Following the prestage where workflows had been defined, we now have a list of different object types and possible actions that can be completed using our tool stack. So, with a list of actions in hand, we just want to choose proper measures based on impact. This stage mostly defines the final damage: the smoother and more precise the actions the playbook suggests for this phase, the prompter will be our response to block the destructive activity and minimize the consequences. During the containment process, the analyst performs a number of different actions: deletes malicious files, prevents their execution, performs network host isolation, disables accounts, scans disks with the help of security software, and more.
The eradication and recovery phases are similar and consist of procedures meant to put the system back into operation. The eradication procedures include cleaning up all traces of the attack—such as malicious files, created scheduled tasks and services—and depend on what traces were left following the intrusion. During the recovery process, the response team should simply adopt a ‘business as usual’ stance. Just as the eradication, the recovery phase is optional, because not every incident impacts the infrastructure. Within this phase we perform certain health check procedures and revoke changes that had been made during the attack.
Incident containment steps and recovery measures
4. Lessons learned, or required post-incident actions
The last playbook phase is Post-incident activity, or Lesson learning. The phase is focused on how to improve the process. To simplify this task, we can define a set of questions to be answered by the incident response team. For example:
- How well did the incident response team manage the incident?
- What information was the first to be required?
- Could the team have done a better job sharing the information with other organizations/departments?
- What could the team do differently next time if the same incident occurred?
- What additional tools or resources are needed to help prevent or mitigate similar incidents?
- Were there any wrong actions that had caused damage or inhibited recovery?
Answering these questions will enable the response team to update the knowledge base, improve the detection and prevention mechanism, and adjust the next response plan.
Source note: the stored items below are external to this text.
Issue #207, opened 2020-12-05
The `echo` example does not work


thirstycrow:
OS: Ubuntu 20.04
Kernel: 5.6.17-050617-generic

The `echo` example hangs after printing the first line. After retrying a dozen of times, it starts to panic at initialization. And every glommio application failed to start because of the same reason. Have to reboot to make them work again.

Summary: components of a good playbook
To develop a cybersecurity incident response playbook, we need to figure out the incident management process with focus on phases. As we go deeper into the details, we look for tools/systems to help us with the detection, investigation, containment, eradication, and recovery phases. Once we know our set of tools, we can define the actions that can be performed:
- enriching the inventory information or telemetry of affected assets or reputation of external resources;
- incident containment through host isolation, preventing malicious file execution, URL blocking, termination of active sessions, or disabling of accounts;
- cleaning up the traces of intrusion by deleting remote files, deleting suspicious services, or scheduled tasks;
- recovering the system’s operational state by revoking changes;
- formalizing lessons learned by creating a new article in the local knowledge base for later reference.
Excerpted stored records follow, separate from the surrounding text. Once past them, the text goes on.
Issue #194, opened 2020-11-30
Rust `Waker`s need to be `Send + Sync`


Matthias247:
It is currently not possible in Rust to safely define non thread-safe `Waker`s.  They are defined to be [Send](https://doc.rust-lang.org/std/task/struct.Waker.html#impl-Send) and [Sync](https://doc.rust-lang.org/std/task/struct.Waker.html#impl-Sync), and thereby the `RawWaker`s must fulfill those guarantees.

[This commit](https://github.com/DataDog/glommio/commit/26cd86c2a854ce875b1a6f79ffcdb8ab0d10bdab), as well as [the general Waker implementation for glommio tasks](https://github.com/DataDog/glommio/blob/035535a61d1d8e9dc3b64cf0044fb8d48a01354e/glommio/src/task/raw.rs#L180-L303) violate those properties.

Non thread-safe `Waker`s had been part of the earlier async/await design in form a so called `LocalWaker`. However they had been removed from the design in order to simplify it, which unfortunately makes life a bit harder (or slower) for projects like this.

In addition to this [Context is also `Sync`](https://github.com/rust-lang/rust/issues/66481), which is something that wasn't initially planned for and probably still should be fixed.

You might want to consider a different wakeup mechansism than directly referencing the tasks via non-thread safe pointers. [The original RFC](https://github.com/rust-lang/rfcs/blob/master/text/2592-futures.md#rationale-drawbacks-and-alternatives-to-the-wakeup-design-waker) mentioned an alternative implementation using thread-local storage and task IDs which could work. However there is also a drawback with this design: It would never allow for non-local wakeups, since the executor on the other thread would not be found (which might however be less of an issue for this project).

laa:
Hi @Matthias247 , thank you for such useful information both for this and the previous issue.  I also was worried by this misconception but did not have time yet to fully investigate this topic. I will definitely check it. That is not a top priority as for now, but IMHO has to be resolved.

laa:
@Matthias247 I have checked RFC which you linked. We actually already wake up tasks using local reference queue, though this probably is not so obvious from the code. As for executor id, I will do that shortly, so Wakers will not be possible to run on the foreign thread.

laa:
[...]

PR #210, opened 2020-12-07
Fix of issue #194. All changes in task status are guarded by the check of thread_id.

laa:
### What does this PR do?

Fix of issue #194. All changes in task status are guarded by the check of thread_id.

I have checked two implementations:
1. When Wakers are protected by executor_id.
2. When Wakers are protected by thread_id.

The last appeared to be more lightweight and personally, I think that it is less fragile from the point of view of the usage of API.
For both cases, I did not notice a noticeable slowdown in the execution of benchmarks.

To improve performance thread_id detection is wrapped in call of thread_local. Even if now there are some questions
to its performance, there is an ongoing issue which should solve them.

### Motivation

Satisfy the requirements of Waker's public API.

### Checklist

### DIFF
--- a/glommio/src/task/raw.rs
+++ b/glommio/src/task/raw.rs
@@ -14,6 +14,9 @@ use crate::task::header::Header;
 use crate::task::state::*;
 use crate::task::utils::{abort, abort_on_panic, extend};
 use crate::task::Task;
+use std::thread::ThreadId;
+
+thread_local!(static THREAD_ID : ThreadId = std::thread::current().id());
 
 /// The vtable for a task.
 pub(crate) struct TaskVTable {
@@ -110,6 +113,7 @@ where
 
             // Write the header as the first field of the task.
             (raw.header as *mut Header).write(Header {
+                thread_id: Self::thread_id(),
                 state: SCHEDULED | HANDLE | REFERENCE,
                 awaiter: None,
                 vtable: &TaskVTable {
@@ -130,6 +134,12 @@ where
 
             raw_task
         }
+    }
+
+    fn thread_id() -> ThreadId {
+        THREAD_ID
+            .try_with(|id| *id)
+            .unwrap_or_else(|_e| std::thread::current().id())
     }
 
     /// Creates a `RawTask` from a raw task pointer.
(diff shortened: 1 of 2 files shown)


glommio/src/task/raw.rs
```diff
@@ -14,6 +14,9 @@ use crate::task::header::Header;
 use crate::task::state::*;
 use crate::task::utils::{abort, abort_on_panic, extend};
 use crate::task::Task;
+use std::thread::ThreadId;
+
+thread_local!(static THREAD_ID : ThreadId = std::thread::current().id());
```
glommer, line 19: I don't understand from your comment why do you think this is beneficial as a TLS variable.

I already expect `std::thread::current()` to access a TLS variable to store its current pointer. Is that not the case?

Once you have the current thread info pointer, the id is just an u64 according to https://doc.rust-lang.org/src/std/thread/mod.rs.html#970

Creating the ID requires a bunch of atomics, but that's ok. Accessing it seems like fast.

laa: Hi @glommer here is the two simple benches which compare the performance of both approaches https://gist.github.com/laa/d71cb4bba211b1ecfc52bed0af3c91f6. 
In nutshell access through  std::thread::current() takes 10 ns, but access through try_with takes 0 ns. (obviously it takes some but it needs to be measure with higher precision).  I can add as the comment to the code. Sorry for not doing that it seems to be clear for me. But as I can see it is not clear enough :-)

glommer: It is not your fault. This is really puzzling!

I wonder why this is. Both options should be essentially a TLS access with an offset.

Do you have any explanation? I am ok with merging this - a comment close to the call site would definitely help.
But I wonder which code are both versions  generating?

laa: AFAIK, can not look at the code right now. Thread is protected by Arc which is cloned on the access of the thread. That is heavier obviously then getting id from the TLS. I will benchmark Arc performance out of curiosity, but unlikely I will get 10 ns. overhead, but who knows. Except for that, I do not have an explanation.  Maybe call overhead not 10 ns but less in the long run, for run15 min for example. The current bench is running about 2-3 min, which IMHO still long enough. But the difference is visible at least on my server.

laa: I will add a comment a bit later, but interesting that I always get the same consistent results several runs. So that is not a problem of tasks which are running at the moment on the server. Which was idle actually.

glommer: If the access to the current thread is protected by Arc that explains it.
But that's really surprising an unfortunate! =(

I'll merge as is and we can add a comment later.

Additionally, we want to define responsibilities within the response team, for each team member must know what his or her mission-critical role is. Once the preparation is done, we can begin developing the procedures that will form the playbook. As a common rule, every procedure or playbook building block looks like “<a subject> does <an action> on <an object> using <a tool>”—and now that all subjects, actions, objects, and tools have been defined, it is pretty easy to combine them to create procedures and design the playbook. And of course, keep in mind and stick to your response plan and its phases.